### REQUIREMENT
Write down nothing except how many lines in the entries contain "default".

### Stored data
PR #4269, opened 2019-06-01
Add interface and implementations for the new segment assignment

Jackie-Jiang:
Added InstancePartitions implementations
Added InstancePartitionsUtils to fetch/persist it to ZK and also handle backward-compatibility if it does not exist in ZK
Added SegmentAssignmentStrategy to handle both segment assignment and table rebalance
Implemented the balance-number, replica-group segment assignment strategy for both OFFLINE and REALTIME tables that works on InstancePartitions

There is no change to the persistent state

### DIFF
--- a/pinot-controller/src/main/java/org/apache/pinot/controller/helix/core/assignment/InstancePartitions.java
+++ b/pinot-controller/src/main/java/org/apache/pinot/controller/helix/core/assignment/InstancePartitions.java
@@ -1,0 +1,99 @@
+/**
+ * Licensed to the Apache Software Foundation (ASF) under one
+ * or more contributor license agreements.  See the NOTICE file
+ * distributed with this work for additional information
+ * regarding copyright ownership.  The ASF licenses this file
+ * to you under the Apache License, Version 2.0 (the
+ * "License"); you may not use this file except in compliance
+ * with the License.  You may obtain a copy of the License at
+ *
+ *   http://www.apache.org/licenses/LICENSE-2.0
+ *
+ * Unless required by applicable law or agreed to in writing,
+ * software distributed under the License is distributed on an
+ * "AS IS" BASIS, WITHOUT WARRANTIES OR CONDITIONS OF ANY
+ * KIND, either express or implied.  See the License for the
+ * specific language governing permissions and limitations
+ * under the License.
+ */
+package org.apache.pinot.controller.helix.core.assignment;
+
+import com.fasterxml.jackson.annotation.JsonIgnore;
+import java.util.List;
+import java.util.Map;
+import java.util.TreeMap;
+import org.apache.helix.ZNRecord;
+
+
+/**
+ * Instance (server) partitions for the table.
+ *
+ * <p>The instance partitions is stored as a map from partition of the format: {@code <partitionId>_<replicaId>} to
+ * list of server instances, and is persisted under the ZK path: {@code <cluster>/PROPERTYSTORE/INSTANCE_PARTITIONS}.
+ * <p>The segment assignment will be based on the instance partitions of the table.
+ */
+public class InstancePartitions {
+  private static final char PARTITION_REPLICA_SEPARATOR = '_';
+
+  // Name will be of the format "<rawTableName>_<type>", e.g. "table_OFFLINE", "table_CONSUMING", "table_COMPLETED"
+  private final String _name;
+  private final Map<String, List<String>> _partitionToInstancesMap;
+  private int _numPartitions;
+  private int _numReplicas;
+
+  public InstancePartitions(String name) {
+    _name = name;
+    _partitionToInstancesMap = new TreeMap<>();
+  }
+
+  private InstancePartitions(String name, Map<String, List<String>> partitionToInstancesMap) {
+    _name = name;
+    _partitionToInstancesMap = partitionToInstancesMap;
+    for (String key : partitionToInstancesMap.keySet()) {
+      int splitterIndex = key.indexOf(PARTITION_REPLICA_SEPARATOR);
+      int partition = Integer.parseInt(key.substring(0, splitterIndex));
+      int replica = Integer.parseInt(key.substring(splitterIndex + 1));
+      _numPartitions = Integer.max(_numPartitions, partition + 1);
+      _numReplicas = Integer.max(_numReplicas, replica + 1);
+    }
+  }
+
+  public String getName() {
+    return _name;
+  }
+
+  public Map<String, List<String>> getPartitionToInstancesMap() {
+    return _partitionToInstancesMap;
+  }
+
+  @JsonIgnore
+  public int getNumPartitions() {
+    return _numPartitions;
+  }
+
+  @JsonIgnore
+  public int getNumReplicas() {
+    return _numReplicas;
+  }
+
+  public List<String> getInstances(int partitionId, int replicaId) {
+    return _partitionToInstancesMap.get(Integer.toString(partitionId) + PARTITION_REPLICA_SEPARATOR + replicaId);
+  }
+
+  public void setInstances(int partitionId, int replicaId, List<String> instances) {
+    String key = Integer.toString(partitionId) + PARTITION_REPLICA_SEPARATOR + replicaId;
+    _partitionToInstancesMap.put(key, instances);
+    _numPartitions = Integer.max(_numPartitions, partitionId + 1);
+    _numReplicas = Integer.max(_numReplicas, replicaId + 1);
+  }
+
+  public static InstancePartitions fromZNRecord(ZNRecord znRecord) {
+    return new InstancePartitions(znRecord.getId(), znRecord.getListFields());
+  }
+
+  public ZNRecord toZNRecord() {
+    ZNRecord znRecord = new ZNRecord(_name);
+    znRecord.setListFields(_partitionToInstancesMap);
+    return znRecord;
+  }
+}
--- a/pinot-controller/src/main/java/org/apache/pinot/controller/helix/core/assignment/InstancePartitionsUtils.java
+++ b/pinot-controller/src/main/java/org/apache/pinot/controller/helix/core/assignment/InstancePartitionsUtils.java
@@ -1,0 +1,97 @@
+/**
+ * Licensed to the Apache Software Foundation (ASF) under one
+ * or more contributor license agreements.  See the NOTICE file
+ * distributed with this work for additional information
+ * regarding copyright ownership.  The ASF licenses this file
+ * to you under the Apache License, Version 2.0 (the
+ * "License"); you may not use this file except in compliance
+ * with the License.  You may obtain a copy of the License at
+ *
+ *   http://www.apache.org/licenses/LICENSE-2.0
+ *
+ * Unless required by applicable law or agreed to in writing,
+ * software distributed under the License is distributed on an
+ * "AS IS" BASIS, WITHOUT WARRANTIES OR CONDITIONS OF ANY
+ * KIND, either express or implied.  See the License for the
+ * specific language governing permissions and limitations
+ * under the License.
+ */
+package org.apache.pinot.controller.helix.core.assignment;
+
+import java.util.Collections;
+import java.util.List;
+import org.apache.helix.AccessOption;
+import org.apache.helix.HelixManager;
+import org.apache.helix.ZNRecord;
+import org.apache.helix.model.InstanceConfig;
+import org.apache.helix.store.HelixPropertyStore;
+import org.apache.pinot.common.config.OfflineTagConfig;
+import org.apache.pinot.common.config.RealtimeTagConfig;
+import org.apache.pinot.common.config.TableConfig;
+import org.apache.pinot.common.config.TableNameBuilder;
+import org.apache.pinot.common.metadata.ZKMetadataProvider;
+import org.apache.pinot.common.utils.InstancePartitionsType;
+import org.apache.pinot.common.utils.helix.HelixHelper;
+
+
+/**
+ * Utility class for instance partitions.
+ */
+public class InstancePartitionsUtils {
+  private InstancePartitionsUtils() {
+  }
+
+  /**
+   * Fetches the instance partitions from Helix property store if exists, or computes it for backward compatibility.
+   */
+  public static InstancePartitions fetchOrComputeInstancePartitions(HelixManager helixManager, TableConfig tableConfig,
+      InstancePartitionsType instancePartitionsType) {
+    String tableNameWithType = tableConfig.getTableName();
+    String instancePartitionsName =
+        instancePartitionsType.getInstancePartitionsName(TableNameBuilder.extractRawTableName(tableNameWithType));
+
+    // Fetch the instance partitions from property store if exists
+    String path = ZKMetadataProvider.constructPropertyStorePathForInstancePartitions(instancePartitionsName);
+    ZNRecord znRecord = helixManager.getHelixPropertyStore().get(path, null, AccessOption.PERSISTENT);
+    if (znRecord != null) {
+      return InstancePartitions.fromZNRecord(znRecord);
+    }
+
+    // Compute the instance partitions (for backward compatible)
+    // Sort all enabled instances with the server tag, rotate the list based on the table name to prevent creating
+    // hotspot servers
+    InstancePartitions instancePartitions = new InstancePartitions(instancePartitionsName);
+    List<InstanceConfig> instanceConfigs = HelixHelper.getInstanceConfigs(helixManager);
+    String serverTag;
+    switch (instancePartitionsType) {
+      case OFFLINE:
+        serverTag = new OfflineTagConfig(tableConfig).getOfflineServerTag();
+        break;
+      case CONSUMING:
+        serverTag = new RealtimeTagConfig(tableConfig).getConsumingServerTag();
+        break;
+      case COMPLETED:
+        serverTag = new RealtimeTagConfig(tableConfig).getCompletedServerTag();
+        break;
+      default:
+        throw new IllegalArgumentException();
+    }
+    List<String> instances = HelixHelper.getEnabledInstancesWithTag(instanceConfigs, serverTag);
+    instances.sort(null);
+    int numInstances = instances.size();
+    Collections.rotate(instances, -(Math.abs(tableNameWithType.hashCode()) % numInstances));
+    instancePartitions.setInstances(0, 0, instances);
+    return instancePartitions;
+  }
+
+  /**
+   * Persists the instance partitions to Helix property store.
+   *
+   * @return true if the instance partitions was successfully persisted, false otherwise
+   */
+  public static boolean persistInstancePartitions(HelixPropertyStore<ZNRecord> propertyStore,
+      InstancePartitions instancePartitions) {
+    String path = ZKMetadataProvider.constructPropertyStorePathForInstancePartitions(instancePartitions.getName());
+    return propertyStore.set(path, instancePartitions.toZNRecord(), AccessOption.PERSISTENT);
+  }
+}
--- a/pinot-controller/src/main/java/org/apache/pinot/controller/helix/core/assignment/segment/SegmentAssignmentStrategy.java
+++ b/pinot-controller/src/main/java/org/apache/pinot/controller/helix/core/assignment/segment/SegmentAssignmentStrategy.java
@@ -1,0 +1,59 @@
+/**
+ * Licensed to the Apache Software Foundation (ASF) under one
+ * or more contributor license agreements.  See the NOTICE file
+ * distributed with this work for additional information
+ * regarding copyright ownership.  The ASF licenses this file
+ * to you under the Apache License, Version 2.0 (the
+ * "License"); you may not use this file except in compliance
+ * with the License.  You may obtain a copy of the License at
+ *
+ *   http://www.apache.org/licenses/LICENSE-2.0
+ *
+ * Unless required by applicable law or agreed to in writing,
+ * software distributed under the License is distributed on an
+ * "AS IS" BASIS, WITHOUT WARRANTIES OR CONDITIONS OF ANY
+ * KIND, either express or implied.  See the License for the
+ * specific language governing permissions and limitations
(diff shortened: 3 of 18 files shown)


pinot-controller/src/main/java/org/apache/pinot/controller/helix/core/assignment/InstancePartitionsUtils.java
```diff
@@ -0,0 +1,84 @@
...
+    // hotspot servers
+    InstancePartitions instancePartitions = new InstancePartitions(tableNameWithType);
+    List<InstanceConfig> instanceConfigs = HelixHelper.getInstanceConfigs(helixManager);
+    String serverTag =
+        tableConfig.getTableType() == CommonConstants.Helix.TableType.OFFLINE ? new OfflineTagConfig(tableConfig)
+            .getOfflineServerTag() : new RealtimeTagConfig(tableConfig).getConsumingServerTag();
+    List<String> instances = HelixHelper.getEnabledInstancesWithTag(instanceConfigs, serverTag);
+    instances.sort(null);
+    int numInstances = instances.size();
+    Collections.rotate(instances, -(Math.abs(tableNameWithType.hashCode()) % numInstances));
```
snleee: Does the direction for rotation matter? (negative vs positive)

pinot-controller/src/main/java/org/apache/pinot/controller/helix/core/assignment/InstancePartitions.java
```diff
@@ -0,0 +1,95 @@
...
+ * <p>The instance partitions are stored as a map from partition of the format: {@code <partitionId>_<replicaId>} to
+ * list of server instances.
+ */
+public class InstancePartitions {
+  private static final char SPLITTER = '_';
+
+  private final String _tableNameWithType;
+  private final Map<String, List<String>> _partitionToInstancesMap;
+  private int _numPartitions;
+  private int _numReplicas;
```
snleee: I guess that `numReplicas` for `InstancePartitions` is equivalent to `the number of groups in instance partition`. In that case, we may need to consider changing variable name for`numReplicas` to `numReplicaGroups`?  

In most cases, `numReplica` here is equal to `replication` factor; however, we use `numReplica=1` for supporting backward compatibility. In this case, `numReplica` and `replication` will mean different numbers. (`numReplica=1` while `replication can be 3`)

pinot-controller/src/main/java/org/apache/pinot/controller/helix/core/assignment/segment/RealtimeSegmentAssignmentStrategy.java
```diff
@@ -0,0 +1,155 @@
...
+    LOGGER.info(
+        "Rebalanced {} segments with {} replicas and instance partitions: {} for table: {}, number of segments to be moved to each instance: {}",
+        currentAssignment.size(), numReplicas, instancePartitions, _tableNameWithType,
+        SegmentAssignmentUtils.getNumSegmentsToBeMoved(currentAssignment, newAssignment));
+    return newAssignment;
+  }
+
+  private int getNumReplicas(InstancePartitions instancePartitions) {
+    int numReplicas = instancePartitions.getNumReplicas();
+    if (numReplicas == 1) {
```
snleee: This code is relevant to the above comment on variable name

pinot-controller/src/main/java/org/apache/pinot/controller/helix/core/assignment/segment/ReplicaGroupSegmentAssignmentStrategy.java
```diff
@@ -0,0 +1,270 @@
...
+    int instanceIdWithLeastSegmentsAssigned = 0;
+    int numInstances = numSegmentsAssigned.length;
+    for (int instanceId = 1; instanceId < numInstances; instanceId++) {
+      if (numSegmentsAssigned[instanceId] < minNumSegmentsAssigned) {
+        minNumSegmentsAssigned = numSegmentsAssigned[instanceId];
+        instanceIdWithLeastSegmentsAssigned = instanceId;
+      }
+    }
+
+    // Mirror the assignment to all replicas
```
snleee: Are we planning to remove config for `mirror` and make it by default? +1 for removing config

The downside of this will be that if we ever want to support different # of servers for each replica group, we will not be able to do mirroring anymore. This code will add the constraint on that scenario while no-mirroring will naturally support that.

Currently, I cannot think of any use case that needs the relaxation. You can also double check on this.

pinot-controller/src/main/java/org/apache/pinot/controller/helix/core/assignment/InstancePartitionsUtils.java
Jackie-Jiang: Yes, backward compatible with the current realtime behavior (UniformStreamPartitionAssignmentStrategy.class).

pinot-controller/src/main/java/org/apache/pinot/controller/helix/core/assignment/InstancePartitions.java
Jackie-Jiang: This `numReplicas` is for instance partitions (when we index it with partitionId and replicaId, replicaId must be smaller than this numReplicas).
You are correct that the instance partitions **numReplicas** might not match the table "replication", but it only represent the number of replicas inside instance partitions. Inside instance partitions, there is no concept of replica group, so I would prefer keep the variable name `numReplicas`

kishoreg:
Nice to see this. Give me couple of days to review.

pinot-controller/src/main/java/org/apache/pinot/controller/helix/core/assignment/segment/ReplicaGroupSegmentAssignmentStrategy.java
Jackie-Jiang: Yes. We are going to always use mirror. I cannot think of any use case which needs different number of servers for each replica group, and we don't support that as well. If we actually need that, we can add the support later.

Jackie-Jiang:
@kishoreg There will be a design doc for this and upcoming prs coming soon.

pinot-controller/src/main/java/org/apache/pinot/controller/helix/core/assignment/segment/BalanceNumSegmentAssignmentStrategy.java
```diff
@@ -0,0 +1,121 @@
...
+    return newAssignment;
+  }
+
+  private List<String> getInstances(InstancePartitions instancePartitions) {
+    Preconditions.checkArgument(instancePartitions.getNumPartitions() == 1,
+        "The instance partitions should contain only 1 partition");
+    Preconditions.checkArgument(instancePartitions.getNumReplicas() == 1,
+        "The instance partitions should contain only 1 replica");
+    List<String> instances = instancePartitions.getInstances(0, 0);
+    Preconditions.checkState(instances.size() >= _replication,
```
mcvsubbu: it will be useful to indicate how we arrived at less number of instances. Since instance assignment is now multiple steps, just returning the end result will leave an administrator confused as to what they did wrong.

pinot-controller/src/main/java/org/apache/pinot/controller/helix/core/assignment/segment/SegmentAssignmentStrategy.java
```diff
@@ -0,0 +1,54 @@
...
+ */
+public interface SegmentAssignmentStrategy {
+
+  /**
+   * Initializes the segment assignment strategy.
+   */
+  void init(ZkHelixPropertyStore<ZNRecord> propertyStore, TableConfig tableConfig);
+
+  /**
+   * Assigns a new segment.
```
mcvsubbu: Please document the arguments. What is the key and values of 'currentAssignment' map?

pinot-controller/src/main/java/org/apache/pinot/controller/helix/core/assignment/segment/SegmentAssignmentStrategy.java
```diff
@@ -0,0 +1,54 @@
...
+   */
+  List<String> assignSegment(String segmentName, Map<String, Map<String, String>> currentAssignment,
+      InstancePartitions instancePartitions);
+
+  /**
+   * Rebalances the segments for a table.
+   *
+   * @return the rebalanced assignment for the segments
+   */
+  Map<String, Map<String, String>> rebalanceTable(Map<String, Map<String, String>> currentAssignment,
```
mcvsubbu: please doc the arguments

pinot-controller/src/main/java/org/apache/pinot/controller/helix/core/assignment/segment/RealtimeSegmentAssignmentStrategy.java
```diff
@@ -0,0 +1,155 @@
...
+    for (int replicaId = 0; replicaId < numReplicas; replicaId++) {
+      instancesAssigned.add(getInstance(instancePartitions, partitionId, replicaId));
+    }
+    LOGGER.info("Assigned segment: {} with partition id: {} to instances: {} for table: {}", segmentName, partitionId,
+        instancesAssigned, _tableNameWithType);
+    return instancesAssigned;
+  }
+
+  @Override
+  public Map<String, Map<String, String>> rebalanceTable(Map<String, Map<String, String>> currentAssignment,
```
mcvsubbu: should include a flag whether we need to rebalance consuming segments or not?

pinot-controller/src/main/java/org/apache/pinot/controller/helix/core/assignment/InstancePartitions.java
```diff
@@ -0,0 +1,97 @@
...
+
+import com.fasterxml.jackson.annotation.JsonIgnore;
+import java.util.List;
+import java.util.Map;
+import java.util.TreeMap;
+import org.apache.helix.ZNRecord;
+
+
+/**
+ * Instance (server) partitions for the table.
```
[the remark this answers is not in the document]
Jackie-Jiang: All the segment assignment (both realtime and offline) will be handled with the new added classes. Once we plug them in, will clean up the existing ones.

pinot-controller/src/main/java/org/apache/pinot/controller/helix/core/assignment/InstancePartitions.java
```diff
@@ -0,0 +1,97 @@
...
+    _partitionToInstancesMap.put(key, instances);
+    _numPartitions = Integer.max(_numPartitions, partitionId + 1);
+    _numReplicas = Integer.max(_numReplicas, replicaId + 1);
+  }
+
+  public static InstancePartitions fromZNRecord(ZNRecord znRecord) {
+    return new InstancePartitions(znRecord.getId(), znRecord.getListFields());
+  }
+
+  public ZNRecord toZNRecord() {
```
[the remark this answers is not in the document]
Jackie-Jiang: Added comments in the class javadoc

pinot-controller/src/main/java/org/apache/pinot/controller/helix/core/assignment/segment/BalanceNumSegmentAssignmentStrategy.java
```diff
@@ -0,0 +1,121 @@
...
+    _tableNameWithType = tableConfig.getTableName();
+    _replication = tableConfig.getValidationConfig().getReplicationNumber();
+
+    LOGGER
+        .info("Initialized BalanceNumSegmentAssignmentStrategy for table: {} with replication: {}", _tableNameWithType,
+            _replication);
+  }
+
+  @Override
+  public List<String> assignSegment(String segmentName, Map<String, Map<String, String>> currentAssignment,
```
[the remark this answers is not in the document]
Jackie-Jiang: Added. It a map from segment name to instance state map

pinot-controller/src/main/java/org/apache/pinot/controller/helix/core/assignment/segment/BalanceNumSegmentAssignmentStrategy.java
```diff
@@ -0,0 +1,121 @@
...
+      instancesAssigned.add(instances.get(heap.remove().getRight()));
+    }
+
+    LOGGER.info("Assigned segment: {} to instances: {} for table: {}", segmentName, instancesAssigned,
+        _tableNameWithType);
+    return instancesAssigned;
+  }
+
+  @Override
+  public Map<String, Map<String, String>> rebalanceTable(Map<String, Map<String, String>> currentAssignment,
```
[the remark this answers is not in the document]
Jackie-Jiang: Correct. Added comments

pinot-controller/src/main/java/org/apache/pinot/controller/helix/core/assignment/segment/RealtimeSegmentAssignmentStrategy.java
```diff
@@ -0,0 +1,155 @@
...
+import org.apache.helix.store.zk.ZkHelixPropertyStore;
+import org.apache.pinot.common.config.TableConfig;
+import org.apache.pinot.common.utils.LLCSegmentName;
+import org.apache.pinot.controller.helix.core.assignment.InstancePartitions;
+import org.slf4j.Logger;
+import org.slf4j.LoggerFactory;
+
+
+/**
+ * Segment assignment strategy for LLC real-time segments.
```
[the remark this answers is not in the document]
Jackie-Jiang: Both. Added

pinot-controller/src/main/java/org/apache/pinot/controller/helix/core/assignment/segment/RealtimeSegmentAssignmentStrategy.java
```diff
@@ -0,0 +1,155 @@
...
+ * <p>It is very similar to replica-group based segment assignment with the following differences:
+ * <ul>
+ *   <li>1. Each partition always contains one server</li>
```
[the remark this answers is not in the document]
Jackie-Jiang: Yes. Added

pinot-controller/src/main/java/org/apache/pinot/controller/helix/core/assignment/segment/RealtimeSegmentAssignmentStrategy.java
```diff
@@ -0,0 +1,155 @@
...
+public class RealtimeSegmentAssignmentStrategy implements SegmentAssignmentStrategy {
+  private static final Logger LOGGER = LoggerFactory.getLogger(RealtimeSegmentAssignmentStrategy.class);
+
+  private String _tableNameWithType;
+  private int _replication;
+
+  @Override
+  public void init(ZkHelixPropertyStore<ZNRecord> propertyStore, TableConfig tableConfig) {
+    _tableNameWithType = tableConfig.getTableName();
+    _replication = tableConfig.getValidationConfig().getReplicasPerPartitionNumber();
```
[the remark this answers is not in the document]
Jackie-Jiang: That is correct. We don't allow assign/rebalance HLC segments, which will throw exception.

pinot-controller/src/main/java/org/apache/pinot/controller/helix/core/assignment/segment/SegmentAssignmentStrategy.java
Jackie-Jiang: Added

pinot-controller/src/main/java/org/apache/pinot/controller/helix/core/assignment/segment/RealtimeSegmentAssignmentStrategy.java
Jackie-Jiang: Discussed with @npawar. In order to benefit from replica-group routing (query less servers), we need to always rebalance consuming segments if partition for an instance changed (should be rare).

pinot-controller/src/main/java/org/apache/pinot/controller/helix/core/assignment/segment/SegmentAssignmentStrategy.java
Jackie-Jiang: Added

pinot-controller/src/main/java/org/apache/pinot/controller/helix/core/assignment/segment/BalanceNumSegmentAssignmentStrategy.java
Jackie-Jiang: That will be handled in the instance assignment step (in the upcoming pr). This check is for cases where people modify table replication without re-calculate instance partitions.

pinot-controller/src/main/java/org/apache/pinot/controller/helix/core/assignment/InstancePartitions.java
npawar: I agree with snlee. It is confusing to call this numReplicas. numReplicas already has a well known implied meaning, and this `numInstanceGroups`, or `numInstancePartitions` shouldn't be called numReplicas

pinot-controller/src/main/java/org/apache/pinot/controller/helix/core/assignment/InstancePartitions.java
```diff
@@ -0,0 +1,98 @@
...
+ * <p>The instance partitions is stored as a map from partition of the format: {@code <partitionId>_<replicaId>} to
+ * list of server instances, and is persisted under the ZK path: {@code <cluster>/PROPERTYSTORE/INSTANCE_PARTITIONS}.
+ * <p>The segment assignment will be based on the instance partitions of the table.
+ */
+public class InstancePartitions {
+  private static final char SPLITTER = '_';
+
+  private final String _tableNameWithType;
+  private final Map<String, List<String>> _partitionToInstancesMap;
+  private int _numPartitions;
```
npawar: numPartitions will always be 0 here right? Why do we need to maintain it in this class?

sunithabeeram:
Could you please call out in the description section the changes to persistent state (if any) made through this PR? What are the implications for cases where code is rolled-back with the new state?

pinot-controller/src/main/java/org/apache/pinot/controller/helix/core/assignment/InstancePartitions.java
Jackie-Jiang: @npawar this `numReplicas` has the same meaning as the implied meaning. The only difference is that we use `numReplicas` **1** for backward compatibility.

pinot-controller/src/main/java/org/apache/pinot/controller/helix/core/assignment/InstancePartitions.java
Jackie-Jiang: We support partitioning for replicas. Within a replica, each partition can have a subset of servers for the replica.

Jackie-Jiang:
> Could you please call out in the description section the changes to persistent state (if any) made through this PR? What are the implications for cases where code is rolled-back with the new state?

There is no persistent state change. Added in the commit message

pinot-controller/src/main/java/org/apache/pinot/controller/helix/core/assignment/segment/SegmentAssignmentUtils.java
```diff
@@ -0,0 +1,274 @@
...
+      InstancePartitions instancePartitions, int partitionId, Set<String> segments,
+      Map<String, Map<String, String>> newAssignment) {
+    // Fetch instances in replica 0
+    List<String> instances = instancePartitions.getInstances(partitionId, 0);
+    Map<String, Integer> instanceNameToIdMap = SegmentAssignmentUtils.getInstanceNameToIdMap(instances);
+
+    // Calculate target number of segments per instance
+    int numInstances = instances.size();
+    int numSegments = segments.size();
+    int targetNumSegmentsPerInstance = (numSegments + numInstances - 1) / numInstances;
```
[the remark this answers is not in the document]
Jackie-Jiang: This is equivalent to Math.ceil() for integer. E.g. for 7 segments, 3 servers, we will target 3 segments per server. Will add comment

pinot-controller/src/main/java/org/apache/pinot/controller/helix/core/assignment/segment/SegmentAssignmentStrategyFactory.java
```diff
@@ -0,0 +1,57 @@
...
+      if (tableConfig.getTableType() == TableType.OFFLINE) {
+        segmentAssignmentStrategy = new OfflineReplicaGroupSegmentAssignmentStrategy();
+      } else {
+        segmentAssignmentStrategy = new RealtimeReplicaGroupSegmentAssignmentStrategy();
+      }
+    } else {
+      if (tableConfig.getTableType() == TableType.OFFLINE) {
+        segmentAssignmentStrategy = new OfflineBalanceNumSegmentAssignmentStrategy();
+      } else {
+        segmentAssignmentStrategy = new RealtimeBalanceNumSegmentAssignmentStrategy();
```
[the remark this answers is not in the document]
Jackie-Jiang: For HLC you never need to assign segment. Everything is handled on the server side. If HLC table calls the segment assignment, it will throw exception.

pinot-controller/src/main/java/org/apache/pinot/controller/helix/core/assignment/segment/SegmentAssignmentUtils.java
```diff
@@ -0,0 +1,274 @@
...
+ * Utility class for segment assignment.
+ */
+class SegmentAssignmentUtils {
+  private SegmentAssignmentUtils() {
+  }
+
+  /**
+   * Returns the number of segments assigned to each instance.
+   */
+  static int[] getNumSegmentsAssigned(Map<String, Map<String, String>> segmentAssignment, List<String> instances) {
```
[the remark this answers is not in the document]
Jackie-Jiang: Will rename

### OUTPUT OF THE EXERCISE
2